A exemplo de algumas das 39 vítimas cujos casos chegaram à Justiça, Vana mergulhou numa profunda depressão. Engordou 50 quilos, desenvolveu diabetes e quase morreu, ao abusar de remédios para dormir, dois dias após o ministro do Supremo Tribunal Federal Gilmar Mendes ter concedido habeas corpus a Abdelmassih, livrando-o da cadeia na véspera do Natal de 2009.
Para Vana, a notícia chegou como um segundo estupro, desta vez, moral. Aos poucos, reuniu forças e encontrou apoio na rede que montou pela internet, com o blog Vítimas Unidas. Começava ali a caçada pelo fim da impunidade do ‘‘médico das estrelas’’.
‘Justiça com o próprio mouse’
Com a fuga de Abdelmassih do país, em 2011 — ano em que o Conselho Regional de Medicina de São Paulo cassou seu registro ptofissional — Vana começou a montar uma rede de informantes, usando o Facebook. Criou a página Vítimas Roger Abdelmassih, que atraiu mulheres abusadas sexualmente pelo ex-médico. Foi por esse canal que Vana recebeu informações e documentos importantes para a localização do foragido.
No Facebook, ela também criou um perfil falso para seduzir uma funcionária da família de Roger e conseguir informações. Contando o seu drama e compartilhando a sua dor, ela convenceu uma familiar de Roger e outra da mulher dele a serem suas informantes.
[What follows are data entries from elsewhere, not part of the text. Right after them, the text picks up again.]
PR #706, opened 2022-03-08
feat: NEAR swap ma amount

skeremidchiev:

[LIQ-607](https://linear.app/liquality/issue/LIQ-607/max-near-swaps-seem-broken-as-of-prod-v048)

### DIFF
--- a/src/swaps/liquality/LiqualitySwapProvider.js
+++ b/src/swaps/liquality/LiqualitySwapProvider.js
@@ -164,6 +164,19 @@ class LiqualitySwapProvider extends SwapProvider {
       return mapValues(totalFees, (f) => unitToCurrency(cryptoassets[asset], f))
     }
 
+    if (txType === LiqualitySwapProvider.txTypes.SWAP_INITIATION && asset === 'NEAR') {
+      const fees = {}
+      // default storage fee recommended by NEAR dev team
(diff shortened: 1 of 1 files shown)


monokh (approved):

src/swaps/liquality/LiqualitySwapProvider.js
```diff
@@ -164,6 +164,19 @@ class LiqualitySwapProvider extends SwapProvider {
       return mapValues(totalFees, (f) => unitToCurrency(cryptoassets[asset], f))
     }
 
+    if (txType === LiqualitySwapProvider.txTypes.SWAP_INITIATION && asset === 'NEAR') {
+      const fees = {}
+      // default storage fee recommended by NEAR dev team
+      // It leaves 0.02$ dust in the wallet on max value
+      const storageFee = BN(0.00125)
+      for (const feePrice of feePrices) {
+        fees[feePrice] = getTxFee(LiqualitySwapProvider.feeUnits[txType], asset, feePrice).plus(
```
monokh, line 173: Shouldn't it also check that `max` is `true`?

AndonMitev: Nah, because we need to pay for this storage every time, just before when Max were not selected users were left with some amount of funds and they were able to cover the storage fee

PR #712, opened 2022-03-16
Feature remove ledger bridge

bradleySuira:


src/router/index.js
```diff
@@ -248,11 +284,12 @@ const router = new VueRouter({
...
 
-const waitForBrokerReady = async (_to, _from, next) => {
+router.beforeEach(async (to, from, next) => {
+  // wait for the broker
   await broker.ready.promise
-  next()
-}
-
-router.beforeEach(waitForBrokerReady)
+  if (!store.state.unlockedAt && to.meta?.protect == true && to.name !== 'Splash') {
```
monokh, line 290: This should handle any route without `meta: { protect }` as `protect = true`. Incase we forget to add protect to a route

src/store/modules/app/executeRequest.js
```diff
@@ -41,30 +39,32 @@ export const executeRequest = async ({ rootGetters, dispatch, rootState }, { req
...
-        })
-      } else {
-        resolve(call)
-      }
-    } else {
-      resolve(call)
-    }
+    resolve(call)
+
+    // const { ledgerBridgeConnected, ledgerBridgeTransportConnected } = rootState.app
```
monokh, line 44: What about injection though? Does ledger integration work with injection after this change?

src/views/Swap/Swap.vue
```diff
@@ -502,55 +500,102 @@ export default {
...
+        provider,
+        userSelectedQuote
+      } = this.$route.query
+      this.currentStep = currentStep
+      this.maxOptionActive = maxOptionActive
+      this.toAccountId = toAccountId
+      _toAsset = toAsset
+      _sendAmount = sendAmount
+
+      this.selectedFee = selectedFees.split(',').reduce((prev, curr) => {
```
monokh, line 534: instead of splitting `,` and `=`
it might be better to parse it first using `qs` library, then do the rest

monokh (changes requested):

src/utils/hardware-wallet/utils.js
```diff
@@ -0,0 +1,83 @@
+import TransportWebHID from '@ledgerhq/hw-transport-webhid'
+import { Debug } from '@liquality/debug'
+import { WalletError } from '@liquality/errors'
+const debug = Debug('ledger-transport')
+
+let transport = null
+let onDisconnectCallbacks = []
+export const LEDGER_USB_VENDOR_ID = '0x2c97'
```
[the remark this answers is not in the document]
bradleySuira: yes this apply for all ledger at this moment I tested with nano and nano + but should work wit others

src/router/index.js
```diff
@@ -248,11 +284,12 @@ const router = new VueRouter({
...
+    next({ name: 'Splash' })
```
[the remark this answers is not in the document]
bradleySuira: I set it because currently is the page that we redirect, with the unlock/login or Create wallet options

src/router/index.js
bradleySuira: yes if we forget to add the meta field should be ok `to.meta?.protect == true`

src/utils/hardware-wallet/utils.js
```diff
@@ -0,0 +1,83 @@
+import TransportWebHID from '@ledgerhq/hw-transport-webhid'
```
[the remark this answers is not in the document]
bradleySuira: this was moved to wallet-core + chaining

src/store/modules/app/executeRequest.js
bradleySuira: right it should work, the connection request should be in the popup and after that we can call the client directly

src/views/Swap/Swap.vue
bradleySuira: fixed

src/views/Send/Send.vue
```diff
@@ -605,16 +613,40 @@ export default {
...
+      }
+      if (currentStep) {
+        this.currentStep = currentStep
+      }
+      if (maxOptionActive) {
+        this.maxOptionActive = maxOptionActive === 'true' ? true : false
+      }
+    }
+    this.updatingFees = true
+    debugger
```
monokh, line 641: debugger :S
Is this code ok?

src/views/Swap/Swap.vue
```diff
@@ -1251,20 +1267,38 @@ export default {
...
       this.quotes = []
       this.updatingQuotes = true
-      this._updateQuotes()
+      this.debounceUpdateQuotes()
     },
-    selectQuote(provider) {
+    setQuoteProvider(provider) {
       const matchingQuote = this.quotes.find((q) => q.provider === provider)
       this.selectedQuote = matchingQuote
+      console.log('this.selectedQuote', this.matchingQuote)
```
monokh, line 1281: console log?

monokh (approved):
LGTM 
but there is some `console.log` and `debugger`

src/views/Send/Send.vue
bradleySuira: fixed :)

src/views/Swap/Swap.vue
bradleySuira: fixed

Tudo era repassado para autoridades policiais, incluindo celulares que foram grampeados e documentos de movimentações financeiras.
Quando Roger foi preso no Paraguai, em 19 de agosto do ano passado, Vana e outras vítimas foram vê-lo chegar ao aeroporto de Congonhas. Diante dele, a estilista se encheu de coragem e disse:
— Bem-vindo ao inferno. Você está entrando preso e eu vou ficar livre.
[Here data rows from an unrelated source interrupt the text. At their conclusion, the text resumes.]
PR #725, opened 2022-03-24
feat: prevent native assets disabling

skeremidchiev:

[LIQ1192](https://linear.app/liquality/issue/LIQ-1192/disabling-btc-will-break-swap-feature)


kraikov:
I think we were supposed to fix that, instead of preventing disabling?

PR #728, opened 2022-03-28
fix: correct deafult asset logic

skeremidchiev:

[LIQ-1192](https://linear.app/liquality/issue/LIQ-1192/disabling-btc-will-break-swap-feature)

### DIFF
--- a/src/views/Swap/Swap.vue
+++ b/src/views/Swap/Swap.vue
@@ -489,20 +489,25 @@ export default {
       await this.updateMaxSwapFees()
     })()
 
-    // Try to use the same account for (from and to) if it has more than one asset
     let toAsset = null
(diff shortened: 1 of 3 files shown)


src/views/Swap/Swap.vue
```diff
@@ -489,20 +489,25 @@ export default {
...
       toAsset = this.account?.assets.find((a) => a !== this.asset)
     } else {
-      if (this.networkAccounts.length > 0) {
-        const toAccount = this.networkAccounts.find(
+      // use another account
+      if (this.accountsData.length > 0) {
+        const toAccount = this.accountsData.find(
           (account) =>
-            account.assets && !account.assets.includes(this.asset) && account.id !== this.accountId
+            account.assets &&
```
monokh, line 503: These statements could really use some naming 😄  hard to tell what it is doing

monokh (approved):

PR #731, opened 2022-03-31
fix: Gas limit for uniswap

AndonMitev:
# :books: [Linear Ticket](https://linear.app/liquality/issue/LIQ-1034/getting-[object-object]-gwei-error-on-custom-fees-and-when-user-click) :books:


AndonMitev:
Part of wallet core, no more needed here

PR #1353, opened 2024-08-27
Juranic/add celldive dirschema

j-uranic:
Add next-gen directory schema for Cell DIVE (replaced placeholder text in celldive-v2.0.yaml).
Major change: @gesinaphillips, this is for rules engine update.


jpuerto-psc:
Ty @j-uranic - @gesinaphillips, we should be good here, rules engine already has 2.0 listed as the dir schema version to check against.

jpuerto-psc (approved):

PR #1364, opened 2024-09-26
Testing updates

gesinaphillips:
- Updates test data due to changes in dir schema versions and soft assay type endpoint responses
- Fixes upload `run_plugins` param to actually behave as a boolean
- A few cleanups/bugfixes


src/ingest_validation_tools/upload.py
```diff
@@ -600,13 +607,9 @@ def _get_url_fields(
...
         check = {k: v for k, v in row.items() if k in constrained_fields}
         for check_field, value in check.items():
-            if check_field in self.check_fields and not self.globus_token:
-                raise ErrorDictException(
-                    "No token received to check URL fields against Entity API."
-                )
-            # TODO: could just split if there's a comma in the field
-            elif check_field == "parent_sample_id":
-                url_fields["parent_sample_id"] = value.split(",")
+            # TODO: could just split if there's a comma in the field regardless of field name
```
jpuerto-psc, line 610: I think this is a good approach. I don't think we want to split fields arbitrarily since free text fields could just have commas in them anyway.

sunset666 (approved):

jpuerto-psc (approved):

src/ingest_validation_tools/upload.py
gesinaphillips: Agreed, probably best to be targeted.

PR #1431, opened 2025-07-14
Add Olink directory schema

djbordelon:


gesinaphillips (approved):

djbordelon:
Thanks @gesinaphillips , I thought devs would need to do that table-schema yaml, but it makes sense to me now.

gesinaphillips:
I think the devs are supposed to do the table-schema file. This is a public apology to @djbordelon !!

Note: Proteomics doc category to be created in follow-up PR.

gesinaphillips (approved):

PR #1433, opened 2025-07-14
Modify Phenocycler directory schema

djbordelon:
Per Melissa Farrow, items in the raw temp folder are made optional: "We spoke about the temp folder earlier this spring and arrived at the conclusion that files from that folder would be optional given the storage burden that temp folder incurs."


safisher:
My understanding is that these are required unless the data provider is unable to provide them. We want data providers to provide these, so they are flagged as "required". If it's too complicated from the ingest perspective and blocking data ingest, then this could be made optional.

djbordelon:
In that case, we can continue using our current workaround, which is to transfer in empty placeholder files.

Abdelmassih está detido no presídio de Tremembé, a 140km da capital paulista.
Agora, Vana dá início à ONG Vítimas Unidas, que dará apoio a mulheres que sofreram abusos sexuais por parte de criminosos não tão notórios quanto o ex-médico. Parte da renda do livro será destinada à ONG.
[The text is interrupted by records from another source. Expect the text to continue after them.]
PR #1509, opened 2026-05-14
Plugin kwargs

gesinaphillips:
## Note
This PR is required for update to IVTests but maintains backward compatibility with current ingest-pipeline code (so the upstream work can be merged/released when convenient).

## Updates
- Renamed `Upload.extra_parameters` -> `Upload.plugin_kwargs`.*
- To be removed:  `**kwargs` param from `Upload.get_errors()`. Use `Upload.plugin_kwargs` param to pass plugin-specific kwargs instead.*
- Pass `Upload.plugin_kwargs` down to plugins.

\* Separate PR to `ingest-pipeline` required (see: https://github.com/hubmapconsortium/ingest-pipeline/pull/1278). Param preserved briefly for the switchover. Plugin kwargs will not be passed to plugins until `ingest-pipeline` is updated, but I'm not convinced they were being passed in properly before so I think this is fine.

## Bugfixes
- Ensured uniformity in kwargs passed to plugins between shared/non-shared uploads.
     - Plugins will receive `schema_rows`.
     - Plugins will log the same based on `verbose`.

### DIFF
--- a/src/ingest_validation_tools/plugin_validator.py
+++ b/src/ingest_validation_tools/plugin_validator.py
@@ -109,7 +109,6 @@ def validation_error_iter(
         except Exception as e:
             raise ValidatorError(f"Could not import from plugin_dir {plugin_dir}: {e}")
         for val_class in validation_class_iter():
-            kwargs["verbose"] = verbose
             validator = val_class(
                 paths, assay_type, contains, verbose, schema, globus_token, app_context, **kwargs
             )
--- a/src/ingest_validation_tools/plugin_validator.py
+++ b/src/ingest_validation_tools/plugin_validator.py
@@ -48,7 +48,7 @@ def run_plugin_validators_iter(
     if is_shared_upload:
         paths = [Path(metadata_path).parent / "global", Path(metadata_path).parent / "non_global"]
         for k, v in validation_error_iter(
-            paths, sv.dataset_type, plugin_dir, sv.contains, **kwargs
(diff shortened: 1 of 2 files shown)


src/ingest_validation_tools/plugin_validator.py
```diff
@@ -43,38 +43,41 @@ def run_plugin_validators_iter(
...
             if any(row[column_name] != sv.dataset_type for row in sv.rows):
                 raise ValidatorError(f"{metadata_path} contains more than one assay type")
+    if is_shared_upload:
+        data_paths = [
+            Path(metadata_path).parent / "global",
+            Path(metadata_path).parent / "non_global",
+        ]
+    else:
+        data_paths = get_data_paths_from_tsv(metadata_path, sv)
+    for k, v in validation_error_iter(
```
gesinaphillips, line 53: Ensure that identical args/kwargs (except for `data_path`) are passed for shared/non-shared uploads.

src/ingest_validation_tools/plugin_validator.py
```diff
@@ -43,38 +43,41 @@ def run_plugin_validators_iter(
...
+        verbose=verbose,
+        schema_rows=sv.rows,
+        globus_token=globus_token,
+        app_context=app_context,
+        **kwargs,
+    ):
+        yield k, v
+
 
+def get_data_paths_from_tsv(metadata_path: PathOrStr, sv: SchemaVersion):
```
gesinaphillips, line 67: Logic not modified, just moved into function.

jpuerto-psc (approved):

PR #913, opened 2021-05-10
fix poldracklab/mriqc#910

RocaVincent:


oesteban:
There's some missing normalization in the new formula, these values should be within [0 .. 1.0]

oesteban:
Closing as this has become stale. Please reopen if the momentum gets back.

O médico das estrelas, que ficou quase quatro anos foragido
Roger Abdelmassih era um dos mais renomados especialistas em reprodução assistida no Brasil. Casais de todo o país e celebridades como Tom Cavalcanti, Pelé e Luiza Tomé procuravam a clínica do ex-médico, em São Paulo, para ter filhos. Após 60 mulheres o terem acusado de crimes sexuais, foi preso no dia 17 de agosto de 2009.
Em 23 de novembro de 2010, Roger foi condenado a 278 anos de prisão por 56 estupros. Não foi preso na época, em virtude de habeas corpus concedido pelo STF, em 2009.
Em fevereiro de 2011, o habeas corpus foi cassado pelo próprio STF. Abdelmassih fugiu do país, com a mulher, sua ex-paciente e ex-procuradora da República Larissa Sacco, de 38 anos, e os dois filhos gêmeos do casal.